Method Supervision HICO-DET mAP V-COCO AP Inference Efficiency
Fully Supervised SOTA Full High High
Prev. SOTA (Weak) Weak Medium Medium Slow
RegFormer Weak Near Full Sup. Near Full Sup. Efficient

RegFormer achieves performance close to fully supervised methods under weak supervision, while substantially outperforming prior weakly supervised methods in inference efficiency.

Ablation Study

Configuration mAP False Positive Rate Note
w/o Spatial Grounding Low High Queries lack spatial information
w/o Interactiveness Score Medium High More false positives
Full RegFormer Best Low Both components complement each other

Key Findings

  • Spatially-grounded queries enable the model to learn instance-level localization cues from image-level supervision.
  • Interactiveness scoring effectively suppresses false positives, with inference time increasing only marginally as the number of instance pairs grows.
  • Weakly supervised performance approaches that of fully supervised methods, substantially reducing annotation requirements.

Highlights & Insights

  • Zero-shot transfer from weak supervision to instance-level detection: An elegant design—training requires only image-level labels, yet inference directly supports instance-level detection without any bridging step.
  • Lightweight and efficient: Inference time remains nearly constant as the number of instance pairs increases, addressing a critical efficiency bottleneck in weakly supervised HOI detection.
  • Detector-agnostic: Not coupled to any specific detector; replacing the detector requires no retraining.

Limitations & Future Work

  • Performance remains dependent on the quality of the external detector.
  • Generalization to rare interaction categories may be constrained by the training data distribution.
  • Although image-level annotations are cheaper, manual labeling effort is still required.
  • vs.

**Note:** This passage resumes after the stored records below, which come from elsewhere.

PR #538, opened 2020-05-28
Set the release name and tag_name as outputs of the action

alonsohki:
This is necessary if you are planning to execute additional steps after creating the release draft. As the release name and tag are autogenerated, it is essential that the action provides these.


jetersen:
Marvelous! Thanks for your contribution ❤️

PR #541, opened 2020-05-29
Use created_at tag date instead of published_at

### LINKED ISSUE #222: Incorrect timestamp is used when drafting

darkdreamingdan:
Hey again!

This PR is intended to superseed https://github.com/release-drafter/release-drafter/pull/409 .
fixes #409 
fixes #222 

In order to unblock #409, i thought I would try and reduce the number of API calls as you suggested.  In the process of doing this, i realised an extra call isn't even required, and GraphQL is not required to get the tag's commit date.  This property is already available with the existing calls, and minimal code modifications are required.  This is actually stated in the GitHub documentation:

image

This means there is no need to use a `findTagCommitDate` function, because `created_at` is exactly this.

This PR achieves the following:
- Removes the use of `published_at` and instead uses `created_at`.  
- Sorting of releases is also done with `created_at` rather than `published_at`.  I think this was the intention when i look at the code comments just above this section.
- I have also addressed the bug that @JHFarrant described relating to squash merging.  The `since` GraphQL is an inclusive call, so we want to remove any commits from the previous tag.  A test case for this has been added.  This has required a small addition of `committedDate` to the existing GraphQL query for commit information.

Hopefully you'll agree it's a leaner implementation to fix this bug! :) .  Let me know your thoughts :) .


lib/commits.js
```diff
@@ -23,6 +23,7 @@ module.exports.findCommitsWithAssociatedPullRequestsQuery = /* GraphQL */ `
               }
               nodes {
                 id
+                committedDate
```
jetersen, line 26: Indent looks off

lib/commits.js
```diff
@@ -76,20 +77,25 @@ module.exports.findCommitsWithAssociatedPullRequests = async ({
...
       context.github.graphql,
       module.exports.findCommitsWithAssociatedPullRequestsQuery,
-      { ...variables, since: lastRelease.published_at },
+      { ...variables, since: lastRelease.created_at },
       dataPath
     )
+    // GraphQL call is inclusive of commits from the specified dates.  This means the final
+    // commit from the last tag is included, so we remove this here.
+    commits = _.get(data, [...dataPath, 'nodes']).filter(
+      (commit) => commit.committedDate != lastRelease.created_at
```
jetersen, line 97: Should be greater than?

jetersen: I get it now. The tagged commit is the thing you want to filter out 😅

darkdreamingdan:
Just live tested this on a repo, all good from me. Merge as you like :) .

lib/commits.js
JHFarrant: My only hesitation here is that comparing dates could cause issues in the future. We could filter out more than just the first PR. 

For example, two merges made in the same second unlikely to happen with the GUI but could definitely happen if branches are merged locally using a script and pushed. 

Does this DateTime include milliseconds?

The alternate way is more complicated and would require a second rest API call in `releases.js` to retrieve the reference of the latest release tag. Then one could compare the commit hashes. Something like:
```node
commits = _.get(data, [...dataPath, 'nodes']).filter(
      (commit) => commit.oid != lastRelease.tag_ref
```

jetersen: Honestly I like the tag ref filter more

darkdreamingdan: It is indeed milliseconds so the chance of collision is rare. Reference is possible, but as you mention would require another API call (commit hash is not available in listReleases either by REST or GraphQL) . It is not possible to do this with 2 api calls as we have currently using commit hash. We would end up with a similar solution to #409. My view is that hash is more elegant at the cost of an additional API call. This current solution is more pragmatic and still a clear improvement over what exists on master.

Open to suggestions around way forward.

jetersen: Hmm would prefer to avoid the extra API call over very rare case of exact milliseconds 😅

darkdreamingdan: Just realised I made a mistake, format is timestamp is:
`2019-04-27T13:38:46Z`
So I suppose it is seconds not milliseconds.

jetersen: Even with seconds I would still argue we would need to save the API call.

jetersen:
Marvelous! Thanks for your continued contribution @darkdreamingdan so dreamy! 😍

jetersen:
Hmm kind of related.
I think we would benefit from using the GraphQL for releases as well, since we can ask GitHub to order them: https://developer.github.com/v4/object/repository/#releases

darkdreamingdan:
> Hmm kind of related.
> I think we would benefit from using the GraphQL for releases as well, since we can ask GitHub to order them: https://developer.github.com/v4/object/repository/#releases

I thought a little bit about this.  It only saves a tiny amount of computation in JavaScript.  I originally thought about only grabbing the most recent 2 releases (as you had suggested in #409 ), and then checking if it's draft or non-draft to determine `lastRelease` and `draftRelease`.  

However, the `sortReleases` function has a feature which grabs the latest semantic version.  Grabbing only the last 2 versions would not support this - it checks through all release and finds the latest one by semantic version (and falls back to release date).  GitHub GraphQL only supports ordering by creation date and alphabetical name, not by the tag version semantically (as far as i can tell).  This means `sortReleases` feature to allow you to tag older releases if you follow semantic versioning would stop working.

Hence, unless we want to change behaviour, we have to grab all releases and do ordering within release-drafter rather than let GitHub do it.  So TLDR, the benefit of using GitHub ordering is not really a lot, because release-drafter reorders them with semantic versions anyway for most cases.

jetersen:
I had forgotten about our `sortReleases` method 😓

ML-Decoder: ML-Decoder requires repeated cropping of paired regions, with computation scaling linearly with the number of instance pairs.
  • vs. Fully Supervised HOI (QPIC/CDN): RegFormer achieves comparable performance with weak annotations, significantly reducing annotation cost.

Rating

  • Novelty: ⭐⭐⭐⭐ The zero-shot transfer design is elegant.
  • Experimental Thoroughness: ⭐⭐⭐⭐ Multiple benchmarks with efficiency analysis.
  • Writing Quality: ⭐⭐⭐⭐ Clear and concise.
  • Value: ⭐⭐⭐⭐ Reducing annotation requirements for HOI detection has practical significance.